━━━━━ Material provided

PR #354, opened 2025-09-03
feat: refactor producer batching with timeout supported

### LINKED ISSUE #306: Missing `batchingMaxPublishDelay` option
In Java client, there is a `batchingMaxPublishDelay` option, which is 1 millisecond by default:

https://github.com/apache/pulsar/blob/02147454c425b92f0cd1caefa73b9339db6a0269/pulsar-client/src/main/java/org/apache/pulsar/client/impl/ProducerBuilderImpl.java#L245

```java
    public ProducerBuilder<T> batchingMaxPublishDelay(long batchDelay, @NonNull TimeUnit timeUnit) {
        conf.setBatchingMaxPublishDelayMicros(batchDelay, timeUnit);
        return this;
    }
```

And:

```java
    @ApiModelProperty(
            name = "batchingMaxPublishDelayMicros",
            value = "Batching time period of sending messages."
    )
    private long batchingMaxPublishDelayMicros = TimeUnit.MILLISECONDS.toMicros(1);
```

Without such an option, if we set the `batch_size` to 1000 in pulsar-rs, and there are only 500 messages to be sent, then no messages will be sent to the Pulsar broker side at all:

```rust
use pulsar::{Authentication, ProducerOptions, Pulsar, TokioExecutor};

#[tokio::main]
    env_logger::init();

    let addr = "pulsar://localhost:6650".to_string();
    let mut builder = Pulsar::builder(addr, TokioExecutor);

    let pulsar: Pulsar<_> = builder.build().await?;
    let mut producer = pulsar
        .producer()
        .with_topic("persistent://public/default/test-batch")
        .with_options(ProducerOptions {
            encrypted: None,
            metadata: Default::default(),
            schema: None,
            batch_size: Some(1000),
            batch_byte_size: Some(128 * 1024),
            compression: None,
            access_mode: None,
        })
        .build()
        .await?;

    let mut counter = 0usize;
    loop {
        producer
            .send(format!("Hello-{}", counter))
            .await
            .unwrap();

        counter += 1;
        println!("{counter} messages");

        if counter >= 500 {
            producer.close().await.expect("Unable to close connection");
            break;
        }
    }

    Ok(())
}
```

It looks like there is a buffer in the backend, and only when the buffer is full(size == batch_size), the pulsar-rs will do the actual sending work.?

I think the batch sending needs to be triggered when one of the below conditions is met:

1. the buffer is full

2. a given timeout, such as 1 millisecond

BewareMyPower:
Fixes https://github.com/streamnative/pulsar-rs/issues/306

### Motivation

Without batching timeout, the batching feature will be hard to use because the messages won't be sent if the size of byte size limit is not reached. Users can call `send_batch` to flush all messages, but awaiting this method will wait until the batched send is done. Without awaiting `send_batch`, the producer will be borrowed and cannot send next message.

In addition, the current batching implementation has some minor issues:
- The returned message id by `send_non_blocking` does not have batch index set
- If `batch_size` is not set, even if `max_byte_size` is set, the message won't be batched.

### Modifications

Add a producer new option `batch_timeout` to specify whether to enable the batch timeout. Refactor the implementation with the message delivery based design. When batching is enabled, create two tasks:
1. `batch_process_loop`
   - Receive all single messages (*) from the producer and add them to batch and flush the batch (all messages in the `BatchStorage`) as a whole to `message_send_loop`
   - If batch timeout is configured, when the 1st message is added, start a delayed task with the given timeout. If the timeout is reached first, flush the messages regardless of the size limit.
2. `message_send_loop`: receive batches and send batches to broker one by one

A single messages is composed of an `oneshot::Sender` and a message (`BatchedMessage`). The future returned by `send_non_blocking(...).await` is the `oneshot::Receiver` associated to that sender. When `send_non_blocking` is called, create an `oneshot::channel` and return the receiver as the send future. The sender and the user provided message will be wrapped to a `SingleMessage` and then sent to `batch_process_loop`.

Specifically, when `send_batch` is called, send only a `oneshot::Sender` to the `batch_process_loop` to flush existing messages and wait the result in `send_batch`.

Handle closing producer carefully by closing the sender to trigger the exit of `batch_process_loop`. When it exits, fail all pending sends with a newly added error code `ProducerError::Closed`.

### Tests

Improve `batching` to cover various cases:
1. Only `batch_size` is set.
2. Only `batch_byte_size` is set.
3. Only `batch_timeout` is set.
4. All these configs are set.

Add a new `flush` test to cover the semantic of `send_batch` and the behavior after closing the producer.

### DIFF
--- a/src/producer.rs
+++ b/src/producer.rs
@@ -11,11 +11,10 @@ use std::{
 };
 
 use futures::{
-    channel::oneshot,
-    future::try_join_all,
-    lock::Mutex,
+    channel::{mpsc, oneshot},
+    future::{self, try_join_all, Either},
     task::{Context, Poll},
-    Future,
+    Future, SinkExt, StreamExt,
 };
 
 use crate::{
@@ -149,11 +148,23 @@ pub struct ProducerOptions {
     /// batch size in bytes treshold (only relevant when batch_size active).
     /// batch is sent when batch size in bytes is reached
     pub batch_byte_size: Option<usize>,
+    /// the batch will be sent if this timeout is reached after the 1st message is added into the
+    /// batch even if it does not reach the size or byte size limit.
+    pub batch_timeout: Option<Duration>,
     /// algorithm used to compress the messages
     pub compression: Option<Compression>,
     /// producer access mode: shared = 0, exclusive = 1, waitforexclusive =2,
     /// exclusivewithoutfencing =3
     pub access_mode: Option<i32>,
+}
+
+impl ProducerOptions {
+    fn enabled_batching(&self) -> bool {
+        match self.batch_size {
+            Some(batch_size) => batch_size > 1,
+            None => self.batch_byte_size.is_some() || self.batch_timeout.is_some(),
+        }
+    }
 }
 
 /// Wrapper structure that manges multiple producers at once, creating them as needed
@@ -502,12 +513,12 @@ struct TopicProducer<Exe: Executor> {
     id: ProducerId,
     name: ProducerName,
     topic: String,
-    message_id: SerialId,
-    // putting it in a mutex because we must send multiple messages at once
-    // while we might be pushing more messages from elsewhere
-    batch: Option<Mutex<Batch>>,
+    sequence_id: SerialId,
     compression: Option<Compression>,
     options: ProducerOptions,
+    // When batching is enabled, `send_non_blocking` will send the batch to the
+    // `batch_process_loop` task instead of sending it directly.
+    batch_msg_sender: Option<mpsc::Sender<Option<SingleMessage>>>,
 }
 
 impl<Exe: Executor> TopicProducer<Exe> {
@@ -523,11 +534,9 @@ impl<Exe: Executor> TopicProducer<Exe> {
 
         let topic = topic.into();
         let producer_id = PRODUCER_ID_GENERATOR.fetch_add(1, Ordering::SeqCst);
-        let sequence_ids = SerialId::new();
+        let sequence_id = SerialId::new();
 
         let topic = topic.clone();
-        let batch_size = options.batch_size;
-        let batch_byte_size = options.batch_byte_size;
         let compression = options.compression.clone();
         let mut connection = client.manager.get_connection(&addr).await?;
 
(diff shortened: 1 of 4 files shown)


BewareMyPower:
@claude Please help review this PR

src/producer.rs
```diff
@@ -965,111 +949,179 @@ impl<Exe: Executor> ProducerBuilder<Exe> {
...
+                    recv_future = msg_receiver.next();
+                }
             },
-            payload: message.payload,
-        };
-        self.storage.lock().await.push_back(tx, batched)
+            Either::Left((None, _)) => {
+                debug!("batch_process_loop: channel closed, exiting");
+                break;
+            }
```
ChrisWrenDev: Should we be flushing any pending messages here to prevent leaving all oneshot senders unresolved?

Example:
```rust
if !batch_storage.storage.is_empty() {
  let _ = batch_sender.clone().send(batch_storage.get_messages()).await;
}
```

src/producer.rs
```diff
@@ -585,257 +627,199 @@ impl<Exe: Executor> TopicProducer<Exe> {
...
-
-                trace!("sending a batched message of size {}", message_count);
-                let send_receipt = self.send_compress(message).await?.await.map_err(Arc::new);
-                for resolver in receipts {
-                    let _ = resolver.send(
-                        send_receipt
-                            .clone()
-                            .map_err(|e| ProducerError::Batch(e).into()),
-                    );
-                }
```
ChrisWrenDev, line 623: This change to `send_batch` breaks users who rely on `send_batch().await` as a flush barrier (tests, graceful shutdown). It could be restored to blocking behavior (return a future that resolves once the batch is acked) or clearly rename this as `trigger_flush()` and add a new blocking `flush().await`.

src/producer.rs
```diff
@@ -965,111 +949,179 @@ impl<Exe: Executor> ProducerBuilder<Exe> {
...
+                }
+
+                let fail = |receipts: Vec<oneshot::Sender<Result<CommandSendReceipt, Error>>>,
+                            description: &str,
+                            e: Error| {
+                    let error = Arc::new(Error::Custom(format!("{description}: {e}")));
+                    for tx in receipts {
+                        let _ = tx.send(Err(Error::Producer(ProducerError::Batch(error.clone()))));
+                    }
+                };
```
ChrisWrenDev: This will discard original variants (e.g. ConnectionError), are we able to preserve structured errors so callers can distinguish between errors (e.g transport vs compression failures).

src/producer.rs
```diff
@@ -965,111 +949,179 @@ impl<Exe: Executor> ProducerBuilder<Exe> {
...
+                    } else {
+                        timer_future = match batch_storage.timeout {
+                            Some(timeout) if batch_storage.storage.len() == 1 => {
+                                Box::pin(executor.delay(timeout))
+                            }
+                            _ => previous_timer_future,
+                        };
+                    }
+                    recv_future = msg_receiver.next();
+                }
```
ChrisWrenDev: It looks like there could be a potential race if `batch_timeout` fires at the same time as a `send_batch()` call which would cause both branches to try flush the same batch.

If we only flush if storage is non-empty and always cancel the timer after a flush it should prevent it.

src/producer.rs
BewareMyPower: It makes sense, let me try fixing it.

src/producer.rs
BewareMyPower: It does not make sense because when `batch_process_loop` exits, it means the producer is dropped or `close` is called (with my latest implementation). In this case, `message_send_loop` will exit as well, so flushing them won't help.

I'd like to add a warning here if there were some messages not sent. Please note that in my latest implementation, `close` will wait until the `batch_process_loop` exits.

src/producer.rs
BewareMyPower: ~~Ah yes, I'd check all places that ignore the result of `tx.send` (actually I added some checks before)~~

Yes, I made this change because `Error` is not cloneable. But here we can use `Arc::new(e)` instead.

src/producer.rs
BewareMyPower: Good suggestion, it makes sense

src/producer.rs
BewareMyPower: BTW, I have to introduce `RefCell` since `close` accepts an immutable reference.

BewareMyPower: Now I failed all pending send futures after close

BewareMyPower:
@ChrisWrenDev Thanks for your valuable reviews. All comments should be addressed now, PTAL again

freeznet (approved):

PR #359, opened 2025-09-21
fix: restore the Send trait for Producer

### LINKED ISSUE #357: Regression: Producer is no longer Send in 6.4.0 (RefCell in Batch breaks Sync/Send`)
After upgrading **pulsar-rs** from `6.3.1` to `6.4.0`, code that previously worked with `tokio::spawn` now fails to compile due to `Producer` no longer being `Send`.

Error message:

```
error: `RefCell<std::option::Option<producer::Batch>>` cannot be shared between threads safely
   |
128 | /         tokio::spawn(async move {
129 | |             let producer = pulsar
130 | |                 .producer()
131 | |                 .with_topic(topic)
...   |
147 | |             Self::start(cfg_entry, producer, rx).await;
148 | |         });
    | |__________^
    |
    = help: within `pulsar::Producer<TokioExecutor>`, the trait `Sync` is not implemented for `RefCell<std::option::Option<producer::Batch>>`
    = note: if you want to do aliasing and mutation between multiple threads, use `std::sync::RwLock` instead
```

It seems that in **6.4.0**, the internal implementation of `Producer` introduced a `RefCell<Option<Batch>>` inside `TopicProducer`, which makes `Producer<TokioExecutor>` not `Send` anymore.

This is a breaking change compared to `6.3.1`, where `Producer` was `Send` and could be moved into `tokio::spawn`.

BewareMyPower:
Fixes #357

Change `TopicProducer::close` to accept a mutable reference and remove the `pub` modifier. It's reasonable because `TopicProducer` should be an inner struct that should never be accessed from applications. The immutable reference does not make sense because `Producer::close` also accepts a mutable reference and this method actually changes the internal state (e.g. via a `CloseProducer` RPC).

After that, remove the use of `RefCell` and add `move_producer_to_spawned_task` test to avoid regression.

### DIFF
--- a/src/producer.rs
+++ b/src/producer.rs
@@ -1507,7 +1507,6 @@ mod tests {
         }
     }
 
-
     #[tokio::test]
     async fn move_producer_to_spawned_task() {
         let _result = log::set_logger(&TEST_LOGGER);
--- a/src/producer.rs
+++ b/src/producer.rs
@@ -735,7 +735,7 @@ impl<Exe: Executor> TopicProducer<Exe> {
     }
 
     #[cfg_attr(feature = "telemetry", tracing::instrument(skip_all))]
-    pub async fn close(&mut self) -> Result<(), Error> {
+    async fn close(&mut self) -> Result<(), Error> {
         match &mut self.batch {
             None => {
                 self.connection.sender().close_producer(self.id).await?;
--- a/src/producer.rs
+++ b/src/producer.rs
@@ -1,6 +1,5 @@
 //! Message publication
 use std::{
-    cell::RefCell,
     collections::{BTreeMap, HashMap, VecDeque},
     io::Write,
     pin::Pin,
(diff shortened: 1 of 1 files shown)


BewareMyPower:
The root cause to introduce `RefCell` is that `TopicProducer::close` accepts a immutable reference https://github.com/streamnative/pulsar-rs/blob/51b93edc0cda36eb76319b77ec37be01d063d09e/src/producer.rs#L745

and it's a public method.

However, `TopicProducer` is a struct in a non-public enum

https://github.com/streamnative/pulsar-rs/blob/51b93edc0cda36eb76319b77ec37be01d063d09e/src/producer.rs#L514-L517

while the `Producer::close` method, which is called by the user directly, accepts a mutable reference

https://github.com/streamnative/pulsar-rs/blob/51b93edc0cda36eb76319b77ec37be01d063d09e/src/producer.rs#L504-L506

so I'd assume changing `TopicProducer::close` from `close(&self)` to `close(&mut self)` is valid and won't cause any breaking change. Based on the assumption, the code would be much more natural to write.

FlorentinDUBOIS (approved):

━━━━━━━━━━

What is required
Write out only those lines of the entries that lie between the line containing "a non-public enum" and the last line, inclusive, reproducing them exactly.

Task output
However, `TopicProducer` is a struct in a non-public enum

https://github.com/streamnative/pulsar-rs/blob/51b93edc0cda36eb76319b77ec37be01d063d09e/src/producer.rs#L514-L517

while the `Producer::close` method, which is called by the user directly, accepts a mutable reference

https://github.com/streamnative/pulsar-rs/blob/51b93edc0cda36eb76319b77ec37be01d063d09e/src/producer.rs#L504-L506

so I'd assume changing `TopicProducer::close` from `close(&self)` to `close(&mut self)` is valid and won't cause any breaking change. Based on the assumption, the code would be much more natural to write.

FlorentinDUBOIS (approved):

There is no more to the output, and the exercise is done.